CMS and the IRS said in proposed minimum essential coverage regulations that they released Feb. 1 that they would create a process for letting plan sponsors find out whether certain other types of coverage would qualify as being minimum essential coverage. CMS seems to be saying that it wants to focus on deciding which other types of alternative coverage would count as minimum essential coverage. The IRS seems to be saying that they expect CMS to run the minimum essential coverage qualification process. Once they figure out who’s in charge in this area, the safest approach might be to ask officials there about how they want to regulate multi-vendor health plans. 

7. If someone has a rider on an individual plan, what happens to that rider and the cost of the plan in 2014?

The PPACA rules and regulations don’t seem to address the topic of riders. It looks as if riders on existing, grandfathered policies might continue to exist in more or less the current form in 2014, but as if those grandfathered policies might prove to be part of stranded, closed blocks of business.

The general assumption is that high-cost individuals cling to policies in closed bocks of business and drive up the rates for those policies.

In the case of grandfathered PPACA policies, the consumers with the strongest incentive to cling to the in-force policies might be relatively young, healthy, low-cost, high-income enrollees who will not qualify for significant health insurance purchase tax incentives and will get no benefit from being able to buy policies on a guaranteed-issue basis.

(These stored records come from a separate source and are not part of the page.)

PR #1034, opened 2022-05-15
neogeo: bugfix for minor gfx issue introduced in commit - f412f7b5387…

energy-t:
…ae04fcda42a0b00321cb2c051ff0e

fixes an issue that can occur in the metal slug games (particularly 1) when firing the shotgun. the blast is supposed to white out all sprites for 2 frames but after the prev patch it will sometimes white out only some sprites on 1 frame, all on the 2nd, and then rest on the 3rd.  delaying the renderer updating the palette to just before any visible scanlines fixes this

### DIFF
--- a/src/burn/drv/neogeo/neo_run.cpp
+++ b/src/burn/drv/neogeo/neo_run.cpp
@@ -4805,12 +4805,6 @@ INT32 NeoFrame()
 	bRenderImage = false;
 	bForceUpdateOnStatusRead = false;
 
-	if (pBurnDraw) {
-		NeoUpdatePalette();											// Update the palette
-		NeoClearScreen();
-	}
-	nSliceEnd = 0x10;
-
 	SekNewFrame();
 	ZetNewFrame();
 
@@ -4875,6 +4869,11 @@ INT32 NeoFrame()
 	bForcePartialRender = false;
 
 	// Display starts here
+	if (pBurnDraw) {
+		NeoUpdatePalette();											// Update the palette
+		NeoClearScreen();
+	}
+	nSliceEnd = 0x10;
 
 	nCyclesVBlank = nCyclesTotal[0]; //nSekCyclesScanline * 248;
 	if (bRenderLineByLine) {


dinkc64:
Hi energy-t,
Just got a report on the forum that Blazing Star's second level bg graphics are flickering, could you please check into it?

best regards,
- dink

energy-t:
will do

barbudreadmon:
Maybe the raster line by line thingy i enabled for cross sword 2 the other day is also needed here ? Flickering already existed in cs2, but it was somehow more noticeable after energy's changes.

energy-t:
> Maybe the raster line by line thingy i enabled for cross sword 2 the other day is also needed here ?

^ ya that was the first thing i checked too, didn't help unfortunately.  i'm still working on this, i have few ideas where the problem may lie but i'm going to have to write some scaffolding debug code to help me out.. in the mean time i've created a new branch that provides the ability to completely restore the driver's old behavior via global static bool that can be set on a per game basis (with just blazing star set to use it atm) over here:

https://github.com/energy-t/FBNeo/tree/neogeo-shift-frame-boundary
https://github.com/energy-t/FBNeo/commit/9dac6416630f43b3c617158066e65bce195f4613

lmk if that would be acceptable for the time being and i'll go ahead and pull request it.  it would put my mind at ease a bit especially since i'm not very well versed in using git and it's all been a bit overwhelming for me rn

energy-t:
ok i found the problem so ignore that last comment, i'm going to try and get the fix done and pull request in before i go to sleep but if not i'll have it ready within next 24 hrs for sure

dinkc64:
thanks :)

dinkc64:
energy-t, re-recording got broken somehow, I'll try to figure out the problem, but if you have any ideas before I fix it, let me know :)

re-recording is a TAS feature where you can record inputs (Game -> Replay -> Record Input) and save/load states during the recording, it depends on really tight cycle timing.  It shows up pretty quickly with a game of kof94.

dinkc64:
sorry about the accusatory message re: rerecording, I made a mistake copying back the old neo_run.cpp and re-compiling, and it lead me to falsely believe it was related to your code.  It actually exists prior to your code as well, but just with the game kof94 (so far).  When I finally came to realization of mistake, I just deleted the message and went to sleep like an idiot.  On the other hand, if you notice anything that would cause kof94 to lose determinism, please let me know :)  I have a feeling it might be with the upd timer chip, but I havn't explored it yet.


Regarding cs2, that game had always been very glitchy graphically, so I wouldn't worry about it unless another broken game comes up (so far so good)  :)

best regards,
- dink

dinkc64:
kof94 and perhaps all ng games should enjoy happy re-recording now :)

energy-t:
awesome, glad it got sorted out!  sorry i wasn't able to be of any help.  i was going to try and at least take a look at this but have been super busy w/life stuff.  though looking at the patch set i can tell it's not something i would've been able to spot w/o good deal of work / studying fbneo's neogeo driver past what i'm already familiar with (which isn't much)

PR #1051, opened 2022-05-28
d_brkthru.cpp : add brkthrut & brkthrubl

taoenwen:
sync mame
keep the format consistent

brkthrut:

brkthrubl:


taoenwen:
test sets: same as mame
[brkthrubl.zip](https://github.com/finalburnneo/FBNeo/files/8790986/brkthrubl.zip)
[brkthrut.zip](https://github.com/finalburnneo/FBNeo/files/8790987/brkthrut.zip)

PR #1058, opened 2022-06-04
d_neogeo.cpp : test

taoenwen:
Simplified operation of the third P-ROM


taoenwen:
@dinkc64 @barbudreadmon 
Hi dink， Hi barbudreadmon
I have some confusion about the third P-ROM:
[1] Ideally, the third P-ROM is not involved in loading for the first time.  (use : 0 | BRF_ESS | BRF_PRG)
[2] Then by loading into temporary memory, map to 0x900000 ~ 0x900000 + [size]
[3] Destroy temporary memory on exit

I've been thinking that it doesn't seem necessary to be that complicated if it's just for mapping memory addresses
Am I wrong? Also please correct me, thank you very much!

taoenwen:
If feasible, a macro template, can solve these problems

dinkc64:
It's a nice simplification :)

PR #1059, opened 2022-06-05
Rev B of the ROM

mobasuite:
Thanks for reading this, unsure which rev was the OG included in this, but this is the REV B either way.

With Header : 4E 45 53 1A 20 00 E3 10 00 00 00 00 00 00 00 00

### DIFF
--- a/src/burn/drv/nes/d_nes.cpp
+++ b/src/burn/drv/nes/d_nes.cpp
@@ -21294,7 +21294,7 @@ struct BurnDriver BurnDrvnes_nemulesis = {
 };
 
 static struct BurnRomInfo nes_pixelpoopsRomDesc[] = {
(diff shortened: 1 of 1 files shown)


dinkc64:
is that the original header that came with the rom?  if not, can you share the original unmodified header?

mobasuite:
That's what I got from my forum which was dated by the no intro group.

mobasuite:
Here's the file CRC anyway : 

CRC32: | 17812952
MD5: | ffa1023dfa8f887a98d7debb5eab8d09
SHA-1: | 671d0ec8ae8e73a1eaa465687a2c38e0e0747ed4

mobasuite:
NES ROMs don't have watermarks

dinkc64:
thanks
thanks for the extra info Igor-Arabe, one can only wonder what those 4 bytes are for :)

PR #1082, opened 2022-06-23
SDL2: add a simple controller buttons mapping menu

cjom:
It is now possible to map joysticks buttons or remap game controllers buttons in ingame menu.

A file named gamecontrollerdb.txt is created in config folder (where fbneo.ini is) and loaded when fbneo starts.

It is possible to manually create or edit gamecontrollerdb.txt (for example, to change controller name).


tmaul:
Nice work :)

PR #1099, opened 2022-07-06
SDL2: fix 4 players support

cjom:
When using keyboard only a controller for player 2 was properly set.

When not using keyboard, controller 3 and 4 would not be properly mapped.

Note about function GameInpConfigOne: seems to have cases that are not called in any way (X-Arcade and HotRod).


dinkc64:
I think the x-arcade and hotrod were popular arcade-like controllers for pc a long time ago, but probably not relevant now.  who knows? :)

PR #1102, opened 2022-07-08
mslug4a : Forced display difficulty [Alice愛麗絲]

taoenwen:


barbudreadmon:
imho, it's a huge workaround for avoiding 1 manipulation in 1 hack

taoenwen:
I think so too.

PR #1105, opened 2022-07-13
SDL2: fix inputs from <romname>.ini being ignored (and presets/*.ini …

cjom:
…too)

Any changes made to inputs would always be ignored and reset to defaults.

Also fixed presets being ignored in SDL builds (for example, presets/cps.ini will be used for any CPS game if <romname>.ini did not exist).

Note about -joy parameter and player 1 using keyboard or joystick:
If <romname>.ini or presets/*.ini exists when a game is launched, whatever is defined for player 1 is what is used, being irrelevant if -joy parameter is used or not.

### DIFF
--- a/src/burner/burner.h
+++ b/src/burner/burner.h
@@ -136,8 +136,9 @@ void GetHistoryDatHardwareToken(char *to_string);
 extern INT32 nAutoFireRate;
 
 // Player Default Controls
-extern INT32 nPlayerDefaultControls[8];
-extern TCHAR szPlayerDefaultIni[5][MAX_PATH];
+#define MAX_JOYSTICKS 4
+extern INT32 nPlayerDefaultControls[MAX_JOYSTICKS];
+extern TCHAR szPlayerDefaultIni[MAX_JOYSTICKS][MAX_PATH];
 
 // mappable System Macros for the Input Dialogue
 extern UINT8 macroSystemPause;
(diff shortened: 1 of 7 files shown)


dinkc64:
Do you think you could localize gami.cpp in the sdl branch and leave the one in burner alone?
I'm wary about these changes breaking things in the Windows UI

best regards,
- dink

cjom:
> could localize gami.cpp in the sdl branch
Sure, but I need some pointers on how to do it... I still don't see how to put a file in "sdl" folder and use same name functions without conflicting with shared files functions...
I mean, are they declared somewhere?

cjom:
In the mean time, I compiled for windows and played a bit, tested inputs and presets from 1 to 4 players.

I found no issues, but I got a better understanding of the X-arcade thing and agree it's better leave that part untouched, although it seems this way 4 players can't all use gamepads.

But the ConfigGameLoadHardwareDefaults still needs to be changed for SDL to find and load presets, but because it's inside "#if defined" I suppose it is acceptable as it won't change windows part...

dinkc64:
Just copy the file into the sdl folder as gami_sdl.cpp, and have your makefile compile it instead of burner/gami.cpp, should be ok :)

cjom:
Thanks for the clarification. Suspecting something like that I changed the code again to leave that part as it was.

I have already reverted everything in gami.cpp, only change needed it's related to path of ini files,  it's a change similar to what is done in other files with " #if defined(BUILD_SDL2) && !defined(SDL_WINDOWS)    etc "

I think we can close this pull,  I'll test more and make a new pull request tomorrow.

dinkc64:
Alright, sounds good & looking forward to it :)

PR #1122, opened 2022-07-23
I wish fbneo had the same 64Mhz CPU limit as WinKawaks™, Is it possible ?

alicemsu:
I don't know if there is actually some error with the clock values but the only way I was able to achieve 533% was this....
[numdial.txt](https://github.com/finalburnneo/FBNeo/files/9174770/numdial.txt)


barbudreadmon:
what's wrong with people opening random PR instead of issues ? is there some kind of github bug or something ?

alicemsu:
IDK maybe, I'm new to using this, so I hope my suggestion has arrived.

PR #1123, opened 2022-07-24
Add konami gx games

juan200213:
Hello
In mame there games of konami gx like fantastic journy and lethal enforcers 2 please add this games thanks


dinkc64:
THIS IS NOT A PLACE FOR REQUESTS, THANKS

juan200213:
So where I put request

barbudreadmon:
@juan200213 nowhere, we don't accept requests, **this is written in the rules you are supposed to read before opening issues**

PR #1125, opened 2022-07-26
d_ssv: save NVRAM in states for games that have it mapped

KScl:
Primarily to fix Change Air Blade (`cairblad`), because it does not like it if NVRAM initialization gets skipped somehow.


barbudreadmon:
Thanks for your contribution !

PR #1128, opened 2022-07-29
d_cv1k: first attempt at reducing runahead memory footprint

barbudreadmon:
@dinkc64 cv1k runahead gets fairly playable on my computer with those changes (about 5 times faster), and i didn't notice any emulation issue, does it look safe to you ?

### DIFF
--- a/src/burn/devices/epic12.cpp
+++ b/src/burn/devices/epic12.cpp
@@ -999,7 +999,9 @@ void epic12_scan(INT32 nAction, INT32 *pnMin)
 	SCAN_VAR(epic12_device_blit_delay);
 	SCAN_VAR(m_delay_scale);
 	SCAN_VAR(m_blitter_busy);
-	ScanVar(m_bitmaps, m_gfx_size * 4, "epic12 vram");
+	if (~nAction & ACB_RUNAHEAD) {
+		ScanVar(m_bitmaps, m_gfx_size * 4, "epic12 vram");
+	}
 	thready.scan();
 }
 


Tatsuya79:
Wow pretty cool.

Just tested saidaioujou with the libretro core:
330fps normal
~80fps min runahead 2 frames

dinkc64:
the cache and the vram in epic12 will be a problem, though, I may be able to reduce the cache to a very small amount.
the one in epic12 (bitmaps) is the vram + screen, so after it goes from the runahead frame (+2 frames) back 2 frames, it'll basically still have the screen from 2 frames ahead.  so with runahead, the video will have artefacts from the "future" (+2frames), which might or might not be apparent.  Do some framestepping on scenes with lots of change to see if you notice anything?

Tatsuya79:
I tried frame stepping while changing direction in saidaioujou, akai katana, mushi futari.
Can't see anything particular; the shadows are following the ships, the explosions animation are fine, the sprites on ground follow the ship.

dinkc64:
curiously, does lr have an accurate way to tell if state is runahead or normal now?

barbudreadmon:
>curiously, does lr have an accurate way to tell if state is runahead or normal now?

Yes, i ended up implementing it myself last month.

dinkc64:
barbudreadmon, sorry for keeping you so long on this, but I was pretty much overwhelmed by the rewind project... which lead to finding out more core stuff needed rewriting/intense fixing.  a real can-o-worms it turned out to be! :)
Could you meet me around your morning (before 1:30 detroit time) or my morning (9am detroit time)?  I have something nice for you.

PR #1144, opened 2022-08-20
fix sdl windows build

MistyDreams:
@cjom getline is posix so ive added the function for windows as its missing. The only other alternative is to use c++ getline. The other fix is to disable unicode for all windows builds accept the original fork that uses it.

### DIFF
--- a/src/burn/devices/thready.h
+++ b/src/burn/devices/thready.h
@@ -10,7 +10,7 @@
 
 #if defined(WIN32)
 #define THREADY THREADY_WINDOWS
-#if !defined(UNICODE) && !defined(__LIBRETRO__)
+#if !defined(UNICODE) && defined(BUILD_WIN32)
 #define UNICODE
 #endif
 #include "windows.h"
--- a/src/burner/sdl/sdl2_gui_ingame.cpp
+++ b/src/burner/sdl/sdl2_gui_ingame.cpp
@@ -56,6 +56,75 @@ static UINT16 current_menu = MAINMENU;
 static UINT16 current_selected_item = 0;
 UINT16 firstMenuLine = 0;
 UINT16 maxLinesMenu = 16;
+//getline is not avaiable on windows lets emulate it
+#if defined(WIN32)
+
+#include <stdlib.h>
+#include <errno.h>
+#include <limits.h>
+
+ssize_t getdelim(char **lineptr, size_t *n, int delim, FILE *stream) {
+    char *cur_pos, *new_lineptr;
+    size_t new_lineptr_len;
+    int c;
+
+    if (lineptr == NULL || n == NULL || stream == NULL) {
+        errno = EINVAL;
+        return -1;
+    }
+
+    if (*lineptr == NULL) {
+        *n = 128; /* init len */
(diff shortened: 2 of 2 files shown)


dinkc64:
Where is this getline code copy and pasted from?

MistyDreams:
https://github.com/ivanrad/getline

https://github.com/ivanrad/getline/blob/master/UNLICENSE

dinkc64:
great, nice find :)

dinkc64:
please remove the change to thready, barbudreadmon beat you to it

MistyDreams:
its change for his his only covers libretro

dinkc64:
thanks for clarification

MistyDreams:
no problems pasted a reply in a wrong link sorry about that deleted it

cjom:
@MistyDreams still about "getline"... I noticed now that using this function brings even more different approaches to an already "not uniform" app... other functions are using "_fgetts" that I copied from gami.cpp, also config.cpp just uses "fgets" to rad from *.ini files.

Wouldn't be better not use getline at all and try to use always the same function?
And would it be _fgetts? Some google result mentions is a Windows function...?

MistyDreams:
I dont  know what the general approach is here is. I Just fixed the windows sdl build to include the function that windows didnt have that it was using already. Since its multi platform you would need to tie in with the admins here.

cjom:
Well, since SDL version is using "char" instead of "TCHAR" both saving/loading configs, I suppose it's more efficient to keep using fgets (as it is already used there) instead of a different function.
I will investigate...

MistyDreams:
I managed to get the cross compile working properly for mingw with with a few makefile changes so can test windows easier now. I had to add some debugging to test I think it might be handy keeping the debugging stuff in though.

```
INEPATH=/usr/i686-w64-mingw32/bin ./fbneo.exe rygar                                                                                                     ✔  4m 36s  
007c:fixme:hid:handle_IRP_MN_QUERY_ID Unhandled type 00000005
007c:fixme:hid:handle_IRP_MN_QUERY_ID Unhandled type 00000005
007c:fixme:hid:handle_IRP_MN_QUERY_ID Unhandled type 00000005
007c:fixme:hid:handle_IRP_MN_QUERY_ID Unhandled type 00000005
FBNeo v1.0.0.03
INFO: We compiled against SDL version 2.24.0 ...
INFO: But we are linking against SDL version 2.24.0.
INFO: SDL Audio driver(s) 0: wasapi
INFO: SDL Audio driver(s) 1: directsound
INFO: SDL Audio driver(s) 2: winmm
INFO: SDL Audio driver(s) 3: disk
INFO: SDL Audio driver(s) 4: dummy
INFO: SDL Video driver(s) 0: windows
INFO: SDL Video driver(s) 1: dummy
0024:fixme:system:QueryDisplayConfig (00000002 0598ED74 06936A00 0598ED78 06936A50 00000000): semi-stub
0024:fixme:system:DisplayConfigGetDeviceInfo DISPLAYCONFIG_DEVICE_INFO_GET_TARGET_NAME: stub
SDLSoundInit (44100Hz) (6000FPS)
```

Our guess would be that, if younger, healthier policyholders cling to the pre-PPPACA legacy policies, the cost of any surviving pre-PPACA individual policy riders could be reasonably stable. 

8. Do health reimbursement arrangements (HRAs) have a role to play in this new world of health care? Can the employer fund 100 percent of the deductible if it chooses to do so? 

Federal agencies don’t seem to like to HRA and health savings account (HSA) plans all that much, but they seem to be resigned to the idea that health account plan arrangements will continue to exist, and the exchanges will offer high-deductible health plans.

Jody Dietel recently wrote in BenefitsPro.com that she believes that most HRAs can continue to exist, but that it’s not clear whether an HRA that qualifies as a flexible spending account is still allowed.

We are not aware of a PPACA provision that prevents employers covering 100 percent of the cost of an employee’s deductible.

9. What am I missing? Without a doubt, there is going to be more time spent by the agent helping and educating the client/business owner. How will I get paid to do all of this for a client? And, in your opinion, will agents be compensated for helping clients on the exchange? If they are compensated, how much? 

Managers of the federal exchanges and most state exchanges seem to be saying that they want to get out of the middle and let the insurers and producers resolve compensation questions on their own.

10. We have heard anecdotally that rates could go up 50 percent to 100 percent above what they are now. How does that affect the cost issues and contributions? 

PPACA supporters seem to think that the warnings about big health rate increases are exaggerated. If rates go up a lot, that, obviously, will raise employers’ costs, and, within the complicated boundaries set by PPACA, employees’ costs. But it seems as if PPACA supporters will resist acting on PPACA cost-effect warnings until they’ve seen evidence that PPACA has had big effect on costs.